Abstract:Search engines and recommendation systems are built to efficiently display relevant information from those massive amounts of candidates. Typically a three-stage mechanism is employed in those systems: (i) a small collection of items are first retrieved by (e.g.,) approximate near neighbor search algorithms; (ii) then a collection of constraints are applied on the retrieved items; (iii) a fine-grained ranking neural network is employed to determine the final recommendation. We observe a major defect of the original three-stage pipeline: Although we only target to retrieve $k$ vectors in the final recommendation, we have to preset a sufficiently large $s$ ($s > k$) for each query, and ``hope'' the number of survived vectors after the filtering is not smaller than $k$. That is, at least $k$ vectors in the $s$ similar candidates satisfy the query constraints.
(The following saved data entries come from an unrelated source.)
PR #316, opened 2023-02-28
dagman crunching patch for values ending up in the shell script

marcmengel:
Yet another patch on the DAG-crunching, for when the count gets passed through into the wrapper script on the command arguments; where we need to convert the DAG/submit parameters to environment variables to use them.


shreyb (commented):
Is there a unit test/integration test that proves this fixes the issue? 

Aside from that, LGTM.

PR #317, opened 2023-02-28
only do $(CM1) $(CM2)  stuff at end of command line to aviod causing other problems

marcmengel:
For problems Lisa was looking into where `jobsub_submit -N 1` was becoming` jobsub_submit -N $(CM1) `and hosing up parsing


shreyb (approved):
LGTM.  Passes all unit tests, including ones based very closely on @hgreenlee and @goodenou use cases.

In this paper, we investigate this constrained similarity search problem and attempt to merge the similarity search stage and the filtering stage into one single search operation. We introduce AIRSHIP, a system that integrates a user-defined function filtering into the similarity search framework. The proposed system does not need to build extra indices nor require prior knowledge of the query constraints. We propose three optimization strategies: (1) starting point selection, (2) multi-direction search, and (3) biased priority queue selection. Experimental evaluations on both synthetic and real data confirm the effectiveness of the proposed AIRSHIP algorithm. We focus on constrained graph-based approximate near neighbor (ANN) search in this study, in part because graph-based ANN is known to achieve excellent performance. We believe it is also possible to develop constrained hashing-based ANN or constrained quantization-based ANN.